To control AIDS, researchers in the pharmaceutical industry are screening compounds that can inhibit HIV-1 integrase, according to Rayment and Reznikoff. Because HIV-1 integrase and Tn5 transposase have similar structures, the Wisconsin scientists believe they now have a model system that can help scientists identify or design compounds effective in controlling HIV-1.
The paper's co-authors include Douglas Davies and Igor Goryshin. Davies worked with Rayment to develop the DNA-enzyme crystals and analyze them using X-ray crystallography. Goryshin, a molecular biologist, worked with Reznikoff in developing, isolating and purifying the transposase. The research team -- all with the Department of Biochemistry in the College of Agricultural and Life Sciences -- worked together to solve the structure of the complex.
In 1951, geneticist Barbara McClintock proposed "controlling elements" to explain genetic patterns she observed in corn. Many geneticists were slow to appreciate the importance McClintock's discovery, for which she received a Nobel Prize in 1983. However, researchers have since made remarkable progress in understanding the molecular nature transposable elements.

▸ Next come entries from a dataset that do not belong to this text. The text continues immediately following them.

PR #81, opened 2022-04-07
Log unikernel data

jbsv:
Log data before writing to unikernel, and after receiving data from unikernel.


contracts/evoting/evoting.go
```diff
@@ -700,6 +700,9 @@ func (e evotingCommand) combineShares(snap store.Snapshot, step execution.Step)
 
 	conn.SetWriteDeadline(time.Now().Add(writeTimeout))
 
+	bytesToSend := hex.EncodeToString(buf.Bytes())
+	dela.Logger.Info().Msgf("Data to Unikernel: %v", bytesToSend)
```
nkcr, line 704: You might want to use the `.Hex()` function, something like dela.Logger.Info().Hex("out", buf.Bytes()).Msg(...).

nkcr: Same bellow.

contracts/evoting/mod_test.go
```diff
@@ -1100,6 +1102,119 @@ func TestCommand_DecryptBallots(t *testing.T) {
...
+func TestCommand_CombineSharesCanLogToDela(t *testing.T) {
+	// setup a fake logger for the test purpose
+	logBuffer := new(bytes.Buffer)
+
+	logWriter := zerolog.ConsoleWriter{
+		Out:        logBuffer,
+		TimeFormat: time.RFC3339,
+	}
+
+	dela.Logger = zerolog.New(logWriter).Level(zerolog.InfoLevel)
```
nkcr, line 1114: You don't need a  `ConsoleWriter`. You can directly use `zerolog.New(logBuffer)`. This will yield JSON, which makes it easier to compare and parse.

nkcr: When a test changes a global variable, it is always best to set it back:

```go
oldLog := dela.Logger
dela.Logger = ...
defer func() {
  dela.Logger = oldLog
}()
```

Because otherwise the next test won't have the expected logger.

contracts/evoting/evoting.go
jbsv: That works

contracts/evoting/mod_test.go
jbsv: 👍

contracts/evoting/mod_test.go
```diff
@@ -1206,13 +1207,16 @@ func TestCommand_CombineSharesCanLogToDela(t *testing.T) {
...
+	// logBuffer output example:
+	// {"level":"info","message":"using the following folder: decrypted-ballots-6475-e723-1649923012189772385/"}
+	// {"level":"info","output":"020000000a0000006465637279707465642d62616c6c6f74732d363437352d653732332d313634393932333031323138393737323338352f","message":"Data to Unikernel"}
+	// {"level":"info","input":"4f4b","message":"Data from Unikernel"}
+	logBuffers := strings.Split(logBuffer.String(), "\n")
+
+	require.Contains(t, logBuffers[1], "Data to Unikernel")
+	require.Contains(t, logBuffers[1], "output")
+	require.Contains(t, logBuffers[2], "Data from Unikernel")
+	require.Contains(t, logBuffers[2], "input")
```
nkcr, line 1219: A better way to check the content:

```go
	lines := bytes.Split(logBuffer.Bytes(), []byte("\n"))

	require.Len(t, lines, 4)

	var obj map[string]string

	err = json.Unmarshal(lines[1], &obj)
	require.NoError(t, err)

	require.Contains(t, obj["output"], hex.EncodeToString([]byte("decrypted-ballots")))
	require.Equal(t, "Data to Unikernel", obj["message"])

	err = json.Unmarshal(lines[2], &obj)
	require.NoError(t, err)

	require.Equal(t, "4f4b", obj["input"])
	require.Equal(t, "Data from Unikernel", obj["message"])
```

jbsv:
Merged main in 'unikernel-combine-shares'
then rebased 'log_unikernel_data' on new 'unikernel-combine-shares'

nkcr (approved):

Past studies of the structure of the enzymes that trigger transposition have focused on the core region that cuts the element from DNA, Rayment says. Researchers have not known what the entire enzyme looks like or how it binds to and interacts with DNA. Capturing the 3-dimensional structure of the protein-DNA complex, allowed the UW-Madison team to present a much clearer view of how the enzyme and DNA interact at the molecular level.
Prior to transposition, one copy of Tn5 transposase binds to a specific region at one end of the transposon and a second copy binds to an identical region at the opposite end. Neither enzyme can cut DNA at the site to which it binds. When events produce a loop in the Tn5 transposable element the two enzymes at the ends come together. The Wisconsin research shows how the architecture of the resulting protein-DNA complex positions each enzyme so it can then cleave the opposite end of the transposable element DNA from its initial binding site. The Tn5-enzyme complex can then move freely before it inserts itself into a new location.
The research was supported by: state funding to the UW-Madison College of Agricultural and Life Sciences, and grants from the National Institute of General Medical Sciences; National Institute of Arthritis and Musculoskeletal and Skin Diseases; the U.S. Department of Energy; and a Vilas Associates Award from the UW-Madison.